PR #491, opened 2026-08-31
install nfs-ganesha from backports

### LINKED ISSUE #490: piraeus-csi-nfs-server ships NFS-Ganesha 6.5, which breaks RWX volumes on Linux 6.19+ clients
We kept getting Remote I/O error from plain ls on RWX volumes — roughly one in 8000 listings, far worse under load. Took a while to track down.

It's Ganesha 6.5 in piraeus-csi-nfs-server. It answers GET_DIR_DELEGATION with OP_ILLEGAL instead of NFS4ERR_NOTSUPP, which kills the whole COMPOUND, and the client hands EREMOTEIO up to userspace:

COMPOUND: {SEQUENCE, PUTFH, GET_DIR_DELEGATION, GETATTR}
Status of OP_GET_DIR_DELEGATION in position 2 = NFS4ERR_OP_ILLEGAL
That's nfs-ganesha#1385, fixed in 98eb77c4f — but not backported to V6-stable, so 6.5 stays broken. Recent kernels (ours is 7.0) request directory delegations by default, so anyone on one runs into it.

We rebuilt the image with nfs-ganesha from trixie-backports (9.14) and changed nothing else: 0 failures in 28000 listings, server replies NFS4ERR_NOTSUPP.

Would you take a one-liner in nfs/Dockerfile to pull ganesha from ${VERSION_CODENAME}-backports?

Workaround meanwhile is nfsv4.directory_delegations=N on every client node — StorageClass mountOptions doesn't help, the driver appends its own vers=4 and mount.nfs refuses two version options.

munin92:
Fixes #490.

`nfs/Dockerfile`: adds trixie-backports and installs `nfs-ganesha` + `nfs-ganesha-vfs` from there (9.14 instead of 6.5), in a second apt call so the LINBIT packages keep coming from trixie.

Built for amd64: ganesha reports V9.14, and the repo's `default-config.tmpl` parses and starts unchanged. `9.14-1~bpo13+1` exists for both amd64 and arm64.

### DIFF
--- a/CHANGELOG.md
+++ b/CHANGELOG.md
@@ -17,6 +17,14 @@ and this project adheres to [Semantic Versioning](https://semver.org/spec/v2.0.0
 - The driver now requires LINSTOR 1.35 or newer and refuses to start against
   older controllers.
 
+### Fixed
+
+- The NFS server image installs NFS-Ganesha from Debian backports (9.14 instead
+  of 6.5). Ganesha 6.5 answers `GET_DIR_DELEGATION` with `OP_ILLEGAL` rather
+  than `NFS4ERR_NOTSUPP`, which fails the whole COMPOUND and reaches userspace
+  as `EREMOTEIO` on RWX volumes. Linux 6.19 and newer request directory
+  delegations by default, so every client on such a kernel was affected.
+
 ## [1.12.0] - 2026-07-24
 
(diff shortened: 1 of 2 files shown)


WanzenBug:
Thanks!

[Exercise aim]: Recopy the records without any alteration.

[Answer box]:
PR #491, opened 2026-08-31
install nfs-ganesha from backports

### LINKED ISSUE #490: piraeus-csi-nfs-server ships NFS-Ganesha 6.5, which breaks RWX volumes on Linux 6.19+ clients
We kept getting Remote I/O error from plain ls on RWX volumes — roughly one in 8000 listings, far worse under load. Took a while to track down.

It's Ganesha 6.5 in piraeus-csi-nfs-server. It answers GET_DIR_DELEGATION with OP_ILLEGAL instead of NFS4ERR_NOTSUPP, which kills the whole COMPOUND, and the client hands EREMOTEIO up to userspace:

COMPOUND: {SEQUENCE, PUTFH, GET_DIR_DELEGATION, GETATTR}
Status of OP_GET_DIR_DELEGATION in position 2 = NFS4ERR_OP_ILLEGAL
That's nfs-ganesha#1385, fixed in 98eb77c4f — but not backported to V6-stable, so 6.5 stays broken. Recent kernels (ours is 7.0) request directory delegations by default, so anyone on one runs into it.

We rebuilt the image with nfs-ganesha from trixie-backports (9.14) and changed nothing else: 0 failures in 28000 listings, server replies NFS4ERR_NOTSUPP.

Would you take a one-liner in nfs/Dockerfile to pull ganesha from ${VERSION_CODENAME}-backports?

Workaround meanwhile is nfsv4.directory_delegations=N on every client node — StorageClass mountOptions doesn't help, the driver appends its own vers=4 and mount.nfs refuses two version options.

munin92:
Fixes #490.

`nfs/Dockerfile`: adds trixie-backports and installs `nfs-ganesha` + `nfs-ganesha-vfs` from there (9.14 instead of 6.5), in a second apt call so the LINBIT packages keep coming from trixie.

Built for amd64: ganesha reports V9.14, and the repo's `default-config.tmpl` parses and starts unchanged. `9.14-1~bpo13+1` exists for both amd64 and arm64.

### DIFF
--- a/CHANGELOG.md
+++ b/CHANGELOG.md
@@ -17,6 +17,14 @@ and this project adheres to [Semantic Versioning](https://semver.org/spec/v2.0.0
 - The driver now requires LINSTOR 1.35 or newer and refuses to start against
   older controllers.
 
+### Fixed
+
+- The NFS server image installs NFS-Ganesha from Debian backports (9.14 instead
+  of 6.5). Ganesha 6.5 answers `GET_DIR_DELEGATION` with `OP_ILLEGAL` rather
+  than `NFS4ERR_NOTSUPP`, which fails the whole COMPOUND and reaches userspace
+  as `EREMOTEIO` on RWX volumes. Linux 6.19 and newer request directory
+  delegations by default, so every client on such a kernel was affected.
+
 ## [1.12.0] - 2026-07-24
 
(diff shortened: 1 of 2 files shown)


WanzenBug:
Thanks!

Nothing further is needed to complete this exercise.